WHAT THE TASK REQUIRES: What lines in the data hold the string "text"? Show them.

START EXTRACTED INFORMATION

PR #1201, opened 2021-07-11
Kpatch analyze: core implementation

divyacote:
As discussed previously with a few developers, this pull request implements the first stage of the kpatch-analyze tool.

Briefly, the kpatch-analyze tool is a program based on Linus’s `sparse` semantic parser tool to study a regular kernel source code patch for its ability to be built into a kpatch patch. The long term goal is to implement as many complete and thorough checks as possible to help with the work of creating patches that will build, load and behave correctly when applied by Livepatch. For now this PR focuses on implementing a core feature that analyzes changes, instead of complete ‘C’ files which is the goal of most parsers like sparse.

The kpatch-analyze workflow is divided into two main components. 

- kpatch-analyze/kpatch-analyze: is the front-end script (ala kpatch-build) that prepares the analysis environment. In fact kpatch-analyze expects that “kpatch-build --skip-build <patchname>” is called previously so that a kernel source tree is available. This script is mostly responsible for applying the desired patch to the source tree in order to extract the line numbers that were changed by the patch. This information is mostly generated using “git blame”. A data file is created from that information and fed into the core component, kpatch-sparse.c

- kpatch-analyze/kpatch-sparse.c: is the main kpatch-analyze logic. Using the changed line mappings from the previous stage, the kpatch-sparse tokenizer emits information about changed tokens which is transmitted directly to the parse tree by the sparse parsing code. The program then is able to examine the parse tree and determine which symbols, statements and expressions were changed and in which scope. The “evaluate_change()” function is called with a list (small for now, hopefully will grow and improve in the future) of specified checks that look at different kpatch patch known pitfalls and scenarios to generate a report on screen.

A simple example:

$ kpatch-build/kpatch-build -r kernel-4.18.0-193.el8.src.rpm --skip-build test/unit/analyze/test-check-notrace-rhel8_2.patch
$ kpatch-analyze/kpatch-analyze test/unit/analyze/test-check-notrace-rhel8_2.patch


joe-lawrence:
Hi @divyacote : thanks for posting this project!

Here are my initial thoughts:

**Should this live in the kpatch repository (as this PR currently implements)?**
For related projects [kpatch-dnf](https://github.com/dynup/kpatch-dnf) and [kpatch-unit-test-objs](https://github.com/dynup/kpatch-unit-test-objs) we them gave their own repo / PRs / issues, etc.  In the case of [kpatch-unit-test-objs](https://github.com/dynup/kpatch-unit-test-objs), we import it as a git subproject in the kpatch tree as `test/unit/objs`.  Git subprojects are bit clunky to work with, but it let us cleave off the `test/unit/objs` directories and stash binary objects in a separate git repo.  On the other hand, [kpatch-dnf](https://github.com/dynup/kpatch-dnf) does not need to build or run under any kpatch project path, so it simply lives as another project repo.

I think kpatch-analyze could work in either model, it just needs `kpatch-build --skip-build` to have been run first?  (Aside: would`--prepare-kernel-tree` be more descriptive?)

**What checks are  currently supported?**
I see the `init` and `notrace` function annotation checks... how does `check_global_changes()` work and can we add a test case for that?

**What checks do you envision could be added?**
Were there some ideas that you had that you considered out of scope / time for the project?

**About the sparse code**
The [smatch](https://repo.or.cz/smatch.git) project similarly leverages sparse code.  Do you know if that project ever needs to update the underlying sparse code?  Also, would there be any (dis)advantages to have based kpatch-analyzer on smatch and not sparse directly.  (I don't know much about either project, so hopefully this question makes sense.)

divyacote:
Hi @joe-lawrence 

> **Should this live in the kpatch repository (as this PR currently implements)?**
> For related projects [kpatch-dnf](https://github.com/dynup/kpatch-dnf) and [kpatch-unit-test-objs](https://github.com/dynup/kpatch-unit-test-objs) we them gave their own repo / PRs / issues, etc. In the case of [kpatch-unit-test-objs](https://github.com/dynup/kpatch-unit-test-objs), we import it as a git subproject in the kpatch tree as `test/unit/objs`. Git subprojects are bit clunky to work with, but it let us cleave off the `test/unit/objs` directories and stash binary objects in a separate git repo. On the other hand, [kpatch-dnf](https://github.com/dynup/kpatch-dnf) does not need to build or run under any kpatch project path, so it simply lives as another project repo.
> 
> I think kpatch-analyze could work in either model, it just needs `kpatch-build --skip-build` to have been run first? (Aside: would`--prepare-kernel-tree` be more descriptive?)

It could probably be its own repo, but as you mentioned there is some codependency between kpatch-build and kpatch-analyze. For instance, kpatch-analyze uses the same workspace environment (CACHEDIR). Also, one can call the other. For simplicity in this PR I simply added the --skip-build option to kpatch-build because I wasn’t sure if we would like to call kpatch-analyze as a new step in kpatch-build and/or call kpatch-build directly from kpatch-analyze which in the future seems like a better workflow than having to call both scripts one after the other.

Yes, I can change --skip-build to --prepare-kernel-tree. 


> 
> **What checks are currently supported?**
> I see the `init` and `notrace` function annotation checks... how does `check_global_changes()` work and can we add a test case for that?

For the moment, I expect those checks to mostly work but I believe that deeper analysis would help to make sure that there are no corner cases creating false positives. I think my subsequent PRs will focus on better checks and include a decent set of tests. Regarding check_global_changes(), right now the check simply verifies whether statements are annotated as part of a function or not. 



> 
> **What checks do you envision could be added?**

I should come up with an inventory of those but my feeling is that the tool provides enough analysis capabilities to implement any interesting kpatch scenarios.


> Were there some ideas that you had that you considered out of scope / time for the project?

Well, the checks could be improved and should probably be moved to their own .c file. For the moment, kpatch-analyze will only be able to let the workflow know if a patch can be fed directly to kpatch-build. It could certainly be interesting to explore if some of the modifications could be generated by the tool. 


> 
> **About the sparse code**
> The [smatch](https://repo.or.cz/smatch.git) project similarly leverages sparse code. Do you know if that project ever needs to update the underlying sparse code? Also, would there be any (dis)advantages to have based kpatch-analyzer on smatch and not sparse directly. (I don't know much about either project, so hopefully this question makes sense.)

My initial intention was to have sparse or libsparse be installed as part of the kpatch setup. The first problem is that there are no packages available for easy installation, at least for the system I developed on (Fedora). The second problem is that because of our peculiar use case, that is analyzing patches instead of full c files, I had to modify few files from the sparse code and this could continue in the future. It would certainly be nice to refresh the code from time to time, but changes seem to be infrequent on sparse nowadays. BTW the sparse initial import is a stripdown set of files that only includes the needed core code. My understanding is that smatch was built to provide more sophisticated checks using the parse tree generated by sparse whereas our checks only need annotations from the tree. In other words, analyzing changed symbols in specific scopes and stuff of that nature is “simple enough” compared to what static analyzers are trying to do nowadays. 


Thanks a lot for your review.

END EXTRACTED INFORMATION
START EXTRACTED INFORMATION

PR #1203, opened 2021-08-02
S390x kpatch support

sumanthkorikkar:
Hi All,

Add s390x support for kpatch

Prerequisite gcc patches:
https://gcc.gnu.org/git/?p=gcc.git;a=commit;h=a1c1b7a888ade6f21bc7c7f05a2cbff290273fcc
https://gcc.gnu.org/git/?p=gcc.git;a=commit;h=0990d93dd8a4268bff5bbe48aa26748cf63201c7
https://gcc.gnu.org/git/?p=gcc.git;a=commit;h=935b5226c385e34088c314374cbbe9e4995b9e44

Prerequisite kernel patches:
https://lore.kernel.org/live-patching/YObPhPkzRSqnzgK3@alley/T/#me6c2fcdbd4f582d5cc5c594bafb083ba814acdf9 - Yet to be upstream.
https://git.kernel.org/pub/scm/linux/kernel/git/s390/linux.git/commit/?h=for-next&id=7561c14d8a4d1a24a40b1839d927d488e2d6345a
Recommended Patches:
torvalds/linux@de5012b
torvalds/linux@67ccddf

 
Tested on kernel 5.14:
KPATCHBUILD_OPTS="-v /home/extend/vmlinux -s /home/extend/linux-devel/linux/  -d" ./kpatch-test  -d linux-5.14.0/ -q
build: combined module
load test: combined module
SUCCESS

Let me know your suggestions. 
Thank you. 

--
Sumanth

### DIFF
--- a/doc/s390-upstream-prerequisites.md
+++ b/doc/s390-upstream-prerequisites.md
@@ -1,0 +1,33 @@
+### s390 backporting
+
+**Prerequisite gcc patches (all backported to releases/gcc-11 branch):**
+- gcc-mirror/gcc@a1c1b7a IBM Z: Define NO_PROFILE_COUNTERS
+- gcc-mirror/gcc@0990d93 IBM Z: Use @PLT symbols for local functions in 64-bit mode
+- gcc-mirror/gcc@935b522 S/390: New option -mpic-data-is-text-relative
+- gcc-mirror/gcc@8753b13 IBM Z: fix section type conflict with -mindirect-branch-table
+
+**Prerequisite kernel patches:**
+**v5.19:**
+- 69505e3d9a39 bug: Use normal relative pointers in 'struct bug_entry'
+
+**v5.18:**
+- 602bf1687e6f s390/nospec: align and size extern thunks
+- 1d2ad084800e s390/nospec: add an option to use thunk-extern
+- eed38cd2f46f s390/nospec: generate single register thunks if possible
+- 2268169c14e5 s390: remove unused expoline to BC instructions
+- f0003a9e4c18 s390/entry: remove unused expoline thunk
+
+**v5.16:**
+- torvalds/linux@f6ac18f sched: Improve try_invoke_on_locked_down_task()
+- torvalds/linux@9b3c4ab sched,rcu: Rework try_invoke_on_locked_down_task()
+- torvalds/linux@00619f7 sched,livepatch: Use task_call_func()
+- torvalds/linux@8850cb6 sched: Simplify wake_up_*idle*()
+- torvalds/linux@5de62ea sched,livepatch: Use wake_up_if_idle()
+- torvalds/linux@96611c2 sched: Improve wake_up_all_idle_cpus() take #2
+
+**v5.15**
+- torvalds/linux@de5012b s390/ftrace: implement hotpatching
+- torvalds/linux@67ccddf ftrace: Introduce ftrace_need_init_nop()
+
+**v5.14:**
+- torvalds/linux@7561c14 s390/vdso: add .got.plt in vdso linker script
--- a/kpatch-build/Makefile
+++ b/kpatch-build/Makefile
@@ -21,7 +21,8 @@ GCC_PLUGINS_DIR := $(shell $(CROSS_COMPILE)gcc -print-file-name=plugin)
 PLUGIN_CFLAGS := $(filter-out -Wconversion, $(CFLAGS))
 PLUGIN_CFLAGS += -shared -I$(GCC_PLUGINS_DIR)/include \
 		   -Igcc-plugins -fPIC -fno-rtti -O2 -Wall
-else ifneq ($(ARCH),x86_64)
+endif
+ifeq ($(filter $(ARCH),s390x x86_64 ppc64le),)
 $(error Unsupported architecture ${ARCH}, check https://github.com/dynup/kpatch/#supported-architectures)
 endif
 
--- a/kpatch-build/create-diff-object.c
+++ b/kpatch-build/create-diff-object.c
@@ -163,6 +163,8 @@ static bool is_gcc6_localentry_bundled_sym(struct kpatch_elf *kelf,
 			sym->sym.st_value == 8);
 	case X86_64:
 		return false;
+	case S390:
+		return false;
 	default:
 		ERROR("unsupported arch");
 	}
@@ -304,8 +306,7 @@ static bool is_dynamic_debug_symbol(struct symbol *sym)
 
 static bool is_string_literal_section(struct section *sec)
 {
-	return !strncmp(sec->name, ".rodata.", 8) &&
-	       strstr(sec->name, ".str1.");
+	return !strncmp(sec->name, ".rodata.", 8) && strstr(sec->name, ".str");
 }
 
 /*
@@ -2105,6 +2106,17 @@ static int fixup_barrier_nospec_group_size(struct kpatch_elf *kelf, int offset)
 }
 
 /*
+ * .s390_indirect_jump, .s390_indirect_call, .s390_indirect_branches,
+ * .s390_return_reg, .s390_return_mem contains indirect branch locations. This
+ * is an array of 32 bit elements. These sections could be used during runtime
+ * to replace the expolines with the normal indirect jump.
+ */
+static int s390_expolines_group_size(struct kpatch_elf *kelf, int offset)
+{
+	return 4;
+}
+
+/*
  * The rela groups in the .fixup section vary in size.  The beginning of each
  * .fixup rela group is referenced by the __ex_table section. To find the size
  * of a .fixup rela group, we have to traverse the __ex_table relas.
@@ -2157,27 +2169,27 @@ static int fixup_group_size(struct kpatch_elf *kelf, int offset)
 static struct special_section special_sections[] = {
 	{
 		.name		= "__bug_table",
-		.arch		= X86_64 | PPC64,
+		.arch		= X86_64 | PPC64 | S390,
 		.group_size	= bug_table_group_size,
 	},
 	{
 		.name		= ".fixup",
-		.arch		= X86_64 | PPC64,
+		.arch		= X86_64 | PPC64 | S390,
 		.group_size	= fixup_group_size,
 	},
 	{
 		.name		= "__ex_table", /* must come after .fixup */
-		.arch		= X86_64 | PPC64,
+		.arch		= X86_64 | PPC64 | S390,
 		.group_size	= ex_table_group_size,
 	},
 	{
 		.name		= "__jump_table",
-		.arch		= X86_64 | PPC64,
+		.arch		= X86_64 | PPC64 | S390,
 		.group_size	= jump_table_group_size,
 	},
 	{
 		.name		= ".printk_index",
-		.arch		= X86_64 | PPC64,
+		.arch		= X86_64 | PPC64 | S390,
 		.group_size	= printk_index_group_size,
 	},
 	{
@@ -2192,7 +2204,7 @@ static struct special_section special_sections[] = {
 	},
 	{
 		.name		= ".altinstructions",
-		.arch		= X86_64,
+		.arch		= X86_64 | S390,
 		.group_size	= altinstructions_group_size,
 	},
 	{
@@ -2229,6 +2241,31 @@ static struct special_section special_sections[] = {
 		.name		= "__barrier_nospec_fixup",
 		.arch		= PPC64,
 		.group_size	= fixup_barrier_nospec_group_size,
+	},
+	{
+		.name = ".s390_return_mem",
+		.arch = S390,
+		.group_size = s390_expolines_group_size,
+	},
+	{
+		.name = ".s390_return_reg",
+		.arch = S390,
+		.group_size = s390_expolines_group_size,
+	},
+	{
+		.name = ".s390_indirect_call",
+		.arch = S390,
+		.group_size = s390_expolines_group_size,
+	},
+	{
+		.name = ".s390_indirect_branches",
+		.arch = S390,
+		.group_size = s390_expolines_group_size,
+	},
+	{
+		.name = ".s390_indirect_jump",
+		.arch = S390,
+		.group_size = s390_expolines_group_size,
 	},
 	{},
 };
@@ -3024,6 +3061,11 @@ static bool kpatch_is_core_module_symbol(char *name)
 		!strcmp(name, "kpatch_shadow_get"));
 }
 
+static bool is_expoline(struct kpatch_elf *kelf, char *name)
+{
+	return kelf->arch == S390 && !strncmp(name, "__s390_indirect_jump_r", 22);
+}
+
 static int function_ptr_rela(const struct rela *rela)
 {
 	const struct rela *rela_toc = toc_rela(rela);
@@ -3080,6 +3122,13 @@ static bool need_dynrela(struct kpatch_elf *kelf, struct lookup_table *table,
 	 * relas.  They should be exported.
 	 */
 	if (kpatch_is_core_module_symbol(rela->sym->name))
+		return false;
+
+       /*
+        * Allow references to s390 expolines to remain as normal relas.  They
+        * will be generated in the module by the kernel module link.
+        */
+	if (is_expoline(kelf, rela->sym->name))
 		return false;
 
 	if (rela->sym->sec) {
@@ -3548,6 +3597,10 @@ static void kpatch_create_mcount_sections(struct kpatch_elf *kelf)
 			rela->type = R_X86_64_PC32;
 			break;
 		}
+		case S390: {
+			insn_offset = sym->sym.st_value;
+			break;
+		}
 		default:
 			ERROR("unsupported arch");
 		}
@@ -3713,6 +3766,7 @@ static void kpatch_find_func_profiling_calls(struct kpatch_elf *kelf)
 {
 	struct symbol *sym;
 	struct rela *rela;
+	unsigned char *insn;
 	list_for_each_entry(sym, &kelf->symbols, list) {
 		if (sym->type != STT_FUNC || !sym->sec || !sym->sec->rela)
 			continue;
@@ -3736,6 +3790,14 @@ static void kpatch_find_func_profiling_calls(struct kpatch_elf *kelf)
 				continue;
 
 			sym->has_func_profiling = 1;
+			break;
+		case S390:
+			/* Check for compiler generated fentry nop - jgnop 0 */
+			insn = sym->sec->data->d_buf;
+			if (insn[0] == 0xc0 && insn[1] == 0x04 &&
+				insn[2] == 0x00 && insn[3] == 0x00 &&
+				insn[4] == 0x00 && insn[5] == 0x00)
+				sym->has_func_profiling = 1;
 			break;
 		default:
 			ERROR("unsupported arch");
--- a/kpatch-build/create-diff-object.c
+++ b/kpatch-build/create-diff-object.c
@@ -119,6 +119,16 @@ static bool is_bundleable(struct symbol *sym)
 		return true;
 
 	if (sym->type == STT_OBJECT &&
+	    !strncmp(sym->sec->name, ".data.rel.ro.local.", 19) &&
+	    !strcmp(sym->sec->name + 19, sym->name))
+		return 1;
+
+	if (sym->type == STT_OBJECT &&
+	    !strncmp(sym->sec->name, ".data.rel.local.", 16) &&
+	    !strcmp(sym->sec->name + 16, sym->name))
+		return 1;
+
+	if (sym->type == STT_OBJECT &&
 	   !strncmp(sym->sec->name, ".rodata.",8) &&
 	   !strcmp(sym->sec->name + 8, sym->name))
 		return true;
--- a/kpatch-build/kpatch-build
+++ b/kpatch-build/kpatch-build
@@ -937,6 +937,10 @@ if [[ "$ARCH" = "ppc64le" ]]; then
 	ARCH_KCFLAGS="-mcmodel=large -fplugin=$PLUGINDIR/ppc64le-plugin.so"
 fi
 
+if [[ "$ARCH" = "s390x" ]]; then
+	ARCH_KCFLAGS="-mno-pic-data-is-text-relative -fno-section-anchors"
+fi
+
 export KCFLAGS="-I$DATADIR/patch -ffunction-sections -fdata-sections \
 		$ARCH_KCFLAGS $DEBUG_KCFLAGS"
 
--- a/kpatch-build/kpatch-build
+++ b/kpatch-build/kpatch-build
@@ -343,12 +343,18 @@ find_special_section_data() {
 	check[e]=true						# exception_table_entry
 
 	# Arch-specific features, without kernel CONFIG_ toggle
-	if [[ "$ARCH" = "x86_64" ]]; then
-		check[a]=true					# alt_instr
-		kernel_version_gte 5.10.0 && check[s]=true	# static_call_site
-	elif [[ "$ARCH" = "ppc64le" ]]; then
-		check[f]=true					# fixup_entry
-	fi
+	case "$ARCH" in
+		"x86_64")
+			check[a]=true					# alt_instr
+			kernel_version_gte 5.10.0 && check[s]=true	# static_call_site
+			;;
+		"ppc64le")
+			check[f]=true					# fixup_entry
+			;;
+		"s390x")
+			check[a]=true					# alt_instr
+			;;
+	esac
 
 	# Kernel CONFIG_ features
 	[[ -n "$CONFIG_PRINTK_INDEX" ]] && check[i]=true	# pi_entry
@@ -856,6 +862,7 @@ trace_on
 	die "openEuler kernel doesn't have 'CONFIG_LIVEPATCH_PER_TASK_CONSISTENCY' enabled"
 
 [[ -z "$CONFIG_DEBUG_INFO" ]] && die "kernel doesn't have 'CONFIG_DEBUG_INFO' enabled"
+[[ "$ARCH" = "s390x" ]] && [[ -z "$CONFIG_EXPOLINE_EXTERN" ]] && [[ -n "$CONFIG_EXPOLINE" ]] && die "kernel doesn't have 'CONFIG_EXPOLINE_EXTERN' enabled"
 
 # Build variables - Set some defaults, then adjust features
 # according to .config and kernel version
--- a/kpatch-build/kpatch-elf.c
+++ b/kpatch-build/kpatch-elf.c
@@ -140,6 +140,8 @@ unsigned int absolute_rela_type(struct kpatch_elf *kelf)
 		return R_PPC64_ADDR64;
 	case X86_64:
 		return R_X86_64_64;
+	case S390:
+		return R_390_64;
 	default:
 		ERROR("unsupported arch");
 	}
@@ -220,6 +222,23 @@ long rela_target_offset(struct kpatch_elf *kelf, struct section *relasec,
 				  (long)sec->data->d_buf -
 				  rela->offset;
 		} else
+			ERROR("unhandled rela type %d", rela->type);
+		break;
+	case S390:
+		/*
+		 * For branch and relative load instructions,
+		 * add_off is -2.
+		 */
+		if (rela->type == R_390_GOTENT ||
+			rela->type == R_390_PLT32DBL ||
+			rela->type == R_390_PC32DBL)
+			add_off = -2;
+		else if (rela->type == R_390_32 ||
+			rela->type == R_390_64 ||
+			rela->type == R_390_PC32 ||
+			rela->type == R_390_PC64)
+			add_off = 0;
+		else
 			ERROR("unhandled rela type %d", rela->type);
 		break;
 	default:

END EXTRACTED INFORMATION
START EXTRACTED INFORMATION

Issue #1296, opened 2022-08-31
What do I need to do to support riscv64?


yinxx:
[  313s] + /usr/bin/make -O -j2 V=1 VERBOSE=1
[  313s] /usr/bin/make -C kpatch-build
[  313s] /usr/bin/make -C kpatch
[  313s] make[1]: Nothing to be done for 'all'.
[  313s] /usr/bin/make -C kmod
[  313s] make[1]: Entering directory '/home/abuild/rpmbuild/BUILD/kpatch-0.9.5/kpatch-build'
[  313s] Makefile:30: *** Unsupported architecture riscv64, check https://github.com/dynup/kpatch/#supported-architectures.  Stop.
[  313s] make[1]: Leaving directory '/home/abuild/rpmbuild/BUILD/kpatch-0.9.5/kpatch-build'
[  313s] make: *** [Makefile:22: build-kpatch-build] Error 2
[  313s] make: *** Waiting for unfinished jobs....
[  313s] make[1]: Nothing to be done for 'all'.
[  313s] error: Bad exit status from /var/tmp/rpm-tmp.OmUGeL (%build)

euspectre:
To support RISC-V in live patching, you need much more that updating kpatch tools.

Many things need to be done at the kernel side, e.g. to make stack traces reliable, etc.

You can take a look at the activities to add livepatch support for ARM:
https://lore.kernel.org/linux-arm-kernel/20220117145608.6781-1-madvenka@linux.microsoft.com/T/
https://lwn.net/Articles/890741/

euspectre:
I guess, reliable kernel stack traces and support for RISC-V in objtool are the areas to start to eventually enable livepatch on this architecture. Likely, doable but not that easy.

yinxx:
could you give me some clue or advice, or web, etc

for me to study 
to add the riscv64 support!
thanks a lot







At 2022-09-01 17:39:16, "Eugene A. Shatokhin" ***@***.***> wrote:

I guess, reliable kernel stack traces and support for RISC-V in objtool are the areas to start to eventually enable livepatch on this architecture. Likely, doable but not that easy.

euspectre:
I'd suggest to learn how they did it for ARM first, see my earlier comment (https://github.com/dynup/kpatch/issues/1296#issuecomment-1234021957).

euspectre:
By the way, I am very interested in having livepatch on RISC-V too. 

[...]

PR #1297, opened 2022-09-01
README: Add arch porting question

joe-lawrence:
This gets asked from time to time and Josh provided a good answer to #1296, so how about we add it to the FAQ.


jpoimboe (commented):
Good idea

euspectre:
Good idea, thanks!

END EXTRACTED INFORMATION

EXERCISE RESULT:
+- gcc-mirror/gcc@935b522 S/390: New option -mpic-data-is-text-relative
+	ARCH_KCFLAGS="-mno-pic-data-is-text-relative -fno-section-anchors"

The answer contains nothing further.